As a child, he was a concern to his father and stepmother, rebellious, strong-minded, bright but a truant, and, quite understandably, emotionally bereft. “My mom took off when I was pretty young,” he says cautiously. “I felt as a child that nobody understood me. I went on a loner route for a long time. I didn’t listen to my father and my stepmom, which became a sort of habit, and maybe that’s why I don’t listen to anyone in this industry, either. I had supreme self-confidence. I think it came from relying on myself when I was younger.”
As a teenager, he was involved in local theatre, auditioned for acting schools because his friends were doing it, but really wanted to be a painter. “I never wanted to act, it just sort of progressed into being my career.” Hartnett is caught between gratitude for the assets that smothered a half-hearted actor in wealth and fame and a suspicion that without the looks — symmetrical face, broad manly cheekbones to match his shoulders, cushiony lips that smile only when genuinely amused, and inky-dark eyes (which, in his close-ups, do much of the work) — it might have been tougher yet more rewarding. “I don’t see myself as incredibly handsome,” he shrugs. “I don’t wake up in the morning and say, ‘Hey, beautiful’. In LA, I’m not the best-looking guy on the block. I think how I look accelerated things in the beginning, but now I want to make movies that will stand the test of time.”
His beginnings were so charmed, they are almost an insult to the struggling wannabes of Tinseltown. He likes to relate that he auditioned 14 times and failed to get a part in Terrence Malick’s Thin Red Line — which is true, but offers no clue to the otherwise seamless rise. His first role was as Jamie Lee Curtis’s son in Halloween H2O, one he was forced to accept by the Weinstein brothers, who threatened that he wouldn’t be cast in Robert Rodriguez’s The Faculty unless he complied. “I didn’t have any interest in that movie. I was made to do it.” Wasn’t he just thrilled he got the break? He shakes his head. “I never had any struggle or any commitment. I was 18. I hadn’t decided on a life of acting.”

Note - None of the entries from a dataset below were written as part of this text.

PR #4017, opened 2025-03-18
update slirp4netns (1.3.2), containerd (2.0.4), runc (1.2.6)...; verify the git tags with the commit hashes

AkihiroSuda:
Will release v2.0.4 after merging this


Dockerfile
```diff
@@ -15,11 +15,15 @@
 # -----------------------------------------------------------------------------
 # Usage: `docker run -it --privileged <IMAGE>`. Make sure to add `-t` and `--privileged`.
 
-# TODO: verify commit hash
+# Some deps are compiled from the source releases, some ones are installed from the binary releases.
+#
+# To update a dep, one of the following files have to be updated:
+# - Dockerfile.d/COMMITS.d/<COMPONENT>-<VERSION>:    the hash of the source release
+# - Dockerfile.d/SHA256SUMS.d/<COMPONENT>-<VERSION>: the hash of the binary release
```
fahedouch, line 22: good. Thanks

fahedouch (approved):
Thanks

austinvazquez (approved):

Dockerfile
```diff
@@ -74,42 +79,54 @@ RUN git config --global advice.detachedHead false
...
 FROM build-base-debian AS build-bypass4netns
 ARG BYPASS4NETNS_VERSION
+ARG CANARY
 ARG TARGETARCH
+COPY ./Dockerfile.d/COMMITS.d/ /COMMITS.d
 RUN git clone https://github.com/rootless-containers/bypass4netns.git /go/src/github.com/rootless-containers/bypass4netns
 WORKDIR /go/src/github.com/rootless-containers/bypass4netns
-RUN git checkout ${BYPASS4NETNS_VERSION} && \
+RUN set -eux ; git checkout ${BYPASS4NETNS_VERSION} && \
+  [ "${CANARY}" = "1" -o "$(git rev-parse HEAD)" = "$(cat /COMMITS.d/bypass4netns-${BYPASS4NETNS_VERSION})" ] && \
```
apostasie, line 115: Since we are ignoring commit verification for canary, maybe we could also ignore shasum verification - that would simplify the canary script significantly (eg: not having to retrieve archives and create shasum files on the fly).

Dockerfile
```diff
@@ -74,42 +79,54 @@ RUN git config --global advice.detachedHead false
...
 FROM build-base-debian AS build-runc
 ARG RUNC_VERSION
+ARG CANARY
 ARG TARGETARCH
+COPY ./Dockerfile.d/COMMITS.d/ /COMMITS.d
 RUN git clone https://github.com/opencontainers/runc.git /go/src/github.com/opencontainers/runc
 WORKDIR /go/src/github.com/opencontainers/runc
-RUN git checkout ${RUNC_VERSION} && \
+RUN set -eux ; git checkout ${RUNC_VERSION} && \
+  [ "${CANARY}" = "1" -o "$(git rev-parse HEAD)" = "$(cat /COMMITS.d/runc-${RUNC_VERSION})" ] && \
```
apostasie, line 101: Could we have the commits in ARGs inside the Dockerfile instead?
Maintaining separate independent files seem to increase complexity / maintenance? 

https://github.com/farcloser/lepton/blob/main/Dockerfile#L36

Dockerfile
AkihiroSuda, line 1: Checking if we can have a new release of BuildKit soon as well:
- https://github.com/moby/buildkit/pull/5844#issuecomment-2735296815

Dockerfile
AkihiroSuda: I'll update the PR to use a helper script with a single arg like `RUN git-checkout-tag-with-hash.sh v1.2.3@deadbeef`

AkihiroSuda: done

Dockerfile
AkihiroSuda: The variable is now ignored.
Can be discussed in another issue/PR.

hack/git-checkout-tag-with-hash.sh
```diff
@@ -0,0 +1,46 @@
...
+: "${GIT:=git}"
+TAG="$(echo "$1" | cut -d@ -f1)"
+HASH=""
+case "$1" in
+*@*)
+	HASH="$(echo "$1" | cut -d@ -f2)"
+	;;
+esac
+
+"$GIT" checkout "$TAG"
```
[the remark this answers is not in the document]
apostasie: LGTM - but if you feel like doing it in this PR, suggesting we do `quiet` and shallow clone.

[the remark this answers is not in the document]
AkihiroSuda: Cloning is out of the scope of this script.
Probably dockerfile's ADD git:// instruction should be used for cache optimality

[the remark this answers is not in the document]
apostasie: > Cloning is out of the scope of this script.

To clarify: there should be no need for a separate `checkout` operation at all, which is why I am bringing it up here.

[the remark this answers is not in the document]
fahedouch: > git clone --quiet --depth 1 --branch "$VERSION"

LGTM, the cmd is sandboxed in the ci container, no cache is left and no need to fetch the git entire history of the the tag.

hack/git-checkout-tag-with-hash.sh
```diff
@@ -0,0 +1,46 @@
...
+HEAD="$("$GIT" rev-parse HEAD)"
+if [ -z "$HASH" ]; then
+	echo >&2 "WARNING: ${TAG}: commit hash was not specified (got ${HEAD})"
+else
+	if [ "$HEAD" != "$HASH" ]; then
+		echo >&2 "ERROR: ${TAG}: expected ${HASH}, got ${HEAD}"
+		exit 1
+	fi
+fi
```
fahedouch, line 46: shallow fetch makes the `else` block useless. The following `cond` is always true:
  `"$HEAD" == "$HASH"`

Dockerfile
```diff
@@ -15,42 +15,42 @@
...
-# TODO: verify commit hash
-
 # Basic deps
-ARG CONTAINERD_VERSION=v2.0.3
-ARG RUNC_VERSION=v1.2.5
-ARG CNI_PLUGINS_VERSION=v1.6.2
+# @BINARY: the binary checksums are verified via Dockerfile.d/SHA256SUMS.d/<COMPONENT>-<VERSION>
+ARG CONTAINERD_VERSION=v2.0.4@1a43cb6a1035441f9aca8f5666a9b3ef9e70ab20
+ARG RUNC_VERSION=v1.2.6@e89a29929c775025419ab0d218a43588b4c12b9a
+ARG CNI_PLUGINS_VERSION=v1.6.2@BINARY
```
fahedouch, line 22: a comment to mention that module is `BINARY` is not enough ?

fahedouch:
There are people waiting for the release, let's focus on `v2.0.4 and then address all this refactoring later please

hack/git-checkout-tag-with-hash.sh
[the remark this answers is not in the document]
AkihiroSuda: `ADD git://` is available 
since 2022 (https://github.com/moby/buildkit/pull/2799) and out of experimental since 2023 (https://github.com/moby/buildkit/pull/3979)

https://docs.docker.com/reference/dockerfile/#adding-files-from-a-git-repository

This might be more cache-efficient when running tests with several containerd versions

Dockerfile
AkihiroSuda: What do you mean?

apostasie:
> There are people waiting for the release, let's focus on `v2.0.4` and then address all this refactoring later please

Suggesting we just merge this now.
It does bring in important updates, and is good enough in its current shape.
We can refine the controversial bits later.

hack/git-checkout-tag-with-hash.sh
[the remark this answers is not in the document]
apostasie: Moving that part of the conversation to #4022

hack/git-checkout-tag-with-hash.sh
AkihiroSuda: Doesn't seem so?

```bash
$ git clone --depth 1 --branch v2.0.4 https://github.com/containerd/containerd
$ cd containerd
$ ~/gopath/src/github.com/containerd/nerdctl/hack/git-checkout-tag-with-hash.sh v2.0.4@wrong-hash
HEAD is now at 1a43cb6 Merge commit from fork
ERROR: v2.0.4: expected wrong-hash, got 1a43cb6a1035441f9aca8f5666a9b3ef9e70ab20
```

AkihiroSuda:
Merging and making a release, but we will probably to make another new release soon with a new release of BuildKit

They would have been crazy to let him get away. Hartnett has been much championed by his industry’s all-powerful moguls; as the producer of Top Gun, Bruckheimer also championed the young Cruise, a quite different proposition. Cruise wanted success so badly, he would do whatever it took, charming his way to a reputation as the politest, cleanest-cut young citizen on whom fame would ever deservedly alight. But Hartnett doesn’t want to be loved or desired or emulated; he doesn’t want to be Cruise or Pitt or Clooney. “I want something different. I want my own career. If I can parlay my success into making smaller things happen, I won’t be an actor for ever.” Maybe his recent coming of age will provide the bridge into a recognised maturity he seems to need right now. “The problem with being a teen heart-throb is that you are easy to dismiss as an actor, which irritated me.” But then he laughs at himself for the first time. “On the other hand, I’m thinking, ‘Thirty? That’s old.’ Oh my God, I’m 30. I’m freaking out.”